North Korean worries aside, Noda and Chinese leaders are expected to try to improve ties between the world's second- and third-largest economies, strained by a maritime dispute last year that chilled relations deeply.

But major breakthroughs appear unlikely.

"THREE FEET OF ICE"

"Overall, Noda's visit will be an opportunity to improve relations. But we should not have excessive expectations," said Huang Dahui, professor specializing in Sino-Japanese relations at Renmin University in Beijing.

"In Sino-Japanese relations we say that it takes more than one cold day for three feet of ice to form ... We can't expect that one visit will give relations a total remake."

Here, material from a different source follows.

PR #657, opened 2021-08-20
fix(func-test): make function test more reliable

ebrattli:


andersfylling (approved):
Hope this jest feature works!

Sino-Japanese ties deteriorated last year when Japan detained a Chinese skipper whose trawler collided with Japanese patrol boats near a chain of disputed islands in the East China Sea. The area is potentially rich in gas and oil reserves.

The leaders are expected to discuss ways to restart stalled talks on the proposed joint development of gas fields in the East China Sea and to achieve an early start of negotiations for three-way free trade talks among Japan, China and South Korea.

On the financial front, Japan is in talks to buy Chinese government debt to strengthen economic ties, and Japanese Finance Minister Jun Azumi said this week the matter needs to be addressed at the summit meetings.